> **About this task**:
Every line that contains "calendar" must be located and copied from the data.
━━━
PR #11705, opened 2018-08-10
fix eslint in package.json

NE-SmallTown:
#11701 left some fix, sorry


.eslintignore
```diff
@@ -1,7 +1,6 @@
 components/**/*.js
 components/**/*.jsx
 components/*/__tests__/type.tsx
-!.eslintrc.js
```
NE-SmallTown: We have set `!.*.js` below so we don't need this

Issue #11699, opened 2018-08-10
antd3.8.0 upload组件interface.d.ts,RcFile接口报错


baggiomygod:
- [ ] I have searched the [issues](https://github.com/ant-design/ant-design/issues) of this repository and believe that this is not a duplicate.

### Version
3.8.0

### Environment
macos

### Reproduction link
[https://github.com/ant-design/ant-design/tree/master/components/upload](https://github.com/ant-design/ant-design/tree/master/components/upload)

### Steps to reproduce
引入antd import {} from antd

### What is expected?
正常运行

### What is actually happening?
[ts]
接口“RcFile”错误扩展接口“File”。
  属性“lastModifiedDate”的类型不兼容。
    不能将类型“Date | undefined”分配给类型“Date”。
      不能将类型“undefined”分配给类型“Date”。

---
源码interface.d.ts
```
export interface RcFile extends File {
    uid: string;
    lastModifiedDate?: Date; // 原码是：lastModifiedDate?: Date;可选 File接口里原码是：lastModifiedDate: Date 必须
}
```
以上代码改成： lastModifiedDate: Date后正常
```
export interface RcFile extends File {
    uid: string;
    lastModifiedDate: Date;
}
```

windwang:
+1

andycall:
#11709

PR #11709, opened 2018-08-10
Fix typescript compile error

andycall:
fix obviously typescript@3.0.1 compile error.
image


andycall:
There must be some potential bugs in ant.design.
It's impossible to cause logic error after typescript typing changed.

image

afc163:
close #11699

PR #11767, opened 2018-08-16
Update TreeProps.onCheck function signature

yallie:
This is a small fix for the TypeScript definition.

The `onCheck` function is called with either `string[]` data for `checkedKeys` argument,
or with the `{ checked: string[], halfChecked: string[] }` object, when `checkStrictly` is enabled.

Here is the related line of code in the underlying rc-tree component:

https://github.com/react-component/tree/blob/master/src/Tree.jsx#L464

### DIFF
--- a/components/tree/Tree.tsx
+++ b/components/tree/Tree.tsx
@@ -100,7 +100,7 @@ export interface TreeProps {
   /** 展开/收起节点时触发 */
   onExpand?: (expandedKeys: string[], info: AntTreeNodeExpandedEvent) => void | PromiseLike<any>;
   /** 点击复选框触发 */
-  onCheck?: (checkedKeys: string[], e: AntTreeNodeCheckedEvent) => void;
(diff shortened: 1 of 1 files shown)


components/tree/Tree.tsx
```diff
@@ -100,7 +100,7 @@ export interface TreeProps {
   /** 展开/收起节点时触发 */
   onExpand?: (expandedKeys: string[], info: AntTreeNodeExpandedEvent) => void | PromiseLike<any>;
   /** 点击复选框触发 */
-  onCheck?: (checkedKeys: string[], e: AntTreeNodeCheckedEvent) => void;
+  onCheck?: (checkedKeys: string[] | { checked: string[]; halfChecked: string[] }, e: AntTreeNodeCheckedEvent) => void;
```
picodoth: it feels like we should make a change in rc-tree, instead of doing:
```
(checkedKeys: string[] | { checked: string[]; halfChecked: string[] }
```
We should keep it consistent to 
```
{ checked: string[]; halfChecked: string[] }
```
Just pass empty array to halfChecked if necessary.

@zombieJ

zombieJ (approved):

PR #12049, opened 2018-09-04
Added Mongolian locale provider and tested.

digz6666:
Added Mongolian locale provider and tested.
Translated calender, date-picker, time-picker components.

Also added Mongolian translation of rc-calender and rc-pagination components.
https://github.com/react-component/calendar/pull/411
https://github.com/react-component/pagination/pull/144

### DIFF
--- a/components/calendar/locale/mn_MN.tsx
+++ b/components/calendar/locale/mn_MN.tsx
@@ -1,0 +1,2 @@
+import mn_MN from '../../date-picker/locale/mn_MN';
+export default mn_MN;
--- a/components/date-picker/locale/mn_MN.tsx
+++ b/components/date-picker/locale/mn_MN.tsx
@@ -1,0 +1,19 @@
+import CalendarLocale from 'rc-calendar/lib/locale/mn_MN';
+import TimePickerLocale from '../../time-picker/locale/mn_MN';
+
+// Merge into a locale object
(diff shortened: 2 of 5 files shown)


zombieJ:
Hi,
CI failed, pls check

digz6666:
@zombieJ When I check the test output it matches with my defined values.
It says following in the log and I don't understand :)
```
  ● Locale Provider › should display the text as mn-mn
    expect(value).toMatchSnapshot()
    New snapshot was not written. The update flag must be explicitly passed to write a new snapshot.
    This is likely because this test is run in a continuous integration (CI) environment in which snapshots are not written by default.
```

zombieJ:
test case will check current code match snapshot or not. Since this locale is first added. Just run follow code to update snapshot:
```bash
npm test -- -u
```

digz6666:
@zombieJ I ran the npm test -- -u and npm test on my local clone and it passes.

Result of npm test -- -u:
local_test

Result of npm test:
local_test_2

What can I do?

digz6666:
Seems like people experiencing similar issues: https://github.com/facebook/jest/issues/5270

zombieJ:
Let me handle this : )

digz6666:
@zombieJ thank you, you rock!

PR #12057, opened 2018-09-04
Add vars for Alert types

mrgeorgegray:
Expose less vars for `<Alert />` types. 

Rather than use the hardcoded `colorPalette` mixin for [Alert Types](https://ant.design/components/alert/#components-alert-demo-style) we would like to provide our own colors in the Theme override so I have moved these into the `default.less` theme.

### DIFF
--- a/components/alert/style/index.less
+++ b/components/alert/style/index.less
@@ -31,34 +31,34 @@
   }
 
   &-success {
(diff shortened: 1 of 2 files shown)


bryanberger:
@afc163 we need this too, any chance of getting a review on this?

PR #12059, opened 2018-09-04
Fix less config in documentation

dmitrylabs:
There is a bug in documentation which produces an error:

```
Failed to compile.

./node_modules/antd/es/button/style/index.lessModule build failed:

// https://github.com/ant-design/ant-motion/issues/44
.bezierEasingMixin();^
Inline JavaScript is not enabled. Is it set in your options?
      in /.../node_modules/antd/es/style/color/bezierEasing.less (line 110, column 0)
```

Solution found here:
https://github.com/ant-design/ant-design/issues/7927#issuecomment-400368810


zombieJ:
Thanks for contribution. Code merged

Issue #12158, opened 2018-09-10
Table组件排序图标选中和悬浮的样式希望能改成不一样的


ty-bt:
- [ ] I have searched the [issues](https://github.com/ant-design/ant-design/issues) of this repository and believe that this is not a duplicate.

### What problem does this feature solve?
当我悬浮在排序箭头按钮上的时候，无法区分当前是否已开启排序

### What does the proposed API look like?
排序箭头开启和悬浮的样式不一样

---------------

Translate: Table title support customize sort icon

zombieJ:
PR is welcomed 😄

IssuehuntBot:
@yaodingyd has started working. [Visit this issue on Issuehunt](https://issuehunt.io/repos/34526884/issues/12158)

IssuehuntBot:
@yaodingyd has stopped working. [Visit this issue on Issuehunt](https://issuehunt.io/repos/34526884/issues/12158)

IssuehuntBot:
@afc163 has started working. [Visit this issue on Issuehunt](https://issuehunt.io/repos/34526884/issues/12158)

IssuehuntBot:
@afc163 has submitted [output](https://github.com/ant-design/ant-design/pull/12264). [Visit this issue on Issuehunt](https://issuehunt.io/repos/34526884/issues/12158)

IssuehuntBot:
@afc163 has rewarded. [Visit this issue on Issuehunt](https://issuehunt.io/repos/34526884/issues/12158)

PR #12246, opened 2018-09-14
Increase selected sorter size to be different from hover style  (#12158)

yaodingyd:
Minor style fix to make selected sorter style more distinctive from hover style


afc163:
We will change this style to this way soon:

image

yaodingyd:
Feel free to close if already plan for different implementation.

PR #21132, opened 2020-01-29
fix: Form.List resulting values

wanjas:
### 🤔 This is a ...

- [ ] New feature
- [x] Bug fix
- [ ] Site / document update
- [ ] Component style update
- [ ] Refactoring
- [ ] Code style optimization
- [x] Test Case
- [ ] Branch merge
- [ ] Other (about what?)

### 💡 Background and solution

`Form.List` provides an array of fields where the first element has `name` as numeric 0. If passed as it is to a `Form.Item` it leads to incorrect handling of the form values. 
You can reproduce it even with documentation example [Dynamic form item](https://next.ant.design/components/form/#components-form-demo-dynamic-form-item) (see values in the console).
After submitting anything first value will be `undefined` or with more add/remove manipulations it will end up being one of the deleted values.
 
I think that Form.List should avoid returning numbers as names and return strings instead (or if at some point for whatever reason `rc-field-form` will return array as a name pass it through).

### Alternatives
Maybe fix should be in `Form.Item` that threats 0 as being false. But I can't predict if a change from `isTrue` to `isDefined` will cause side-effects and I think name shouldn't be a number type anyway.

Another option is to change `rc-field-form`

### 📝 Changelog

| Language   | Changelog |
| ---------- | --------- |
| 🇺🇸 English |           |
| 🇨🇳 Chinese |           |

### DIFF
--- a/components/form/FormList.tsx
+++ b/components/form/FormList.tsx
@@ -3,7 +3,7 @@ import { List } from 'rc-field-form';
 import warning from '../_util/warning';
 
 interface FieldData {
-  name: number;
+  name: string;
   key: number;
   fieldKey: number;
 }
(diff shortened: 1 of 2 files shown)


zombieJ:
`name` should support number type. It's a bug and should not cast since number means array in field-form.

PR #21250, opened 2020-02-05
fix: Minor fix on ValidationRule to match AsyncValidator

hansololai:
### 🤔 This is a ...

- [ ] New feature
- [ ] Bug fix
- [ ] Site / document update
- [ ] Component style update
- [ ] Refactoring
- [ ] Code style optimization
━━━
> **Result**:
https://github.com/react-component/calendar/pull/411
--- a/components/calendar/locale/mn_MN.tsx
+++ b/components/calendar/locale/mn_MN.tsx
+import CalendarLocale from 'rc-calendar/lib/locale/mn_MN';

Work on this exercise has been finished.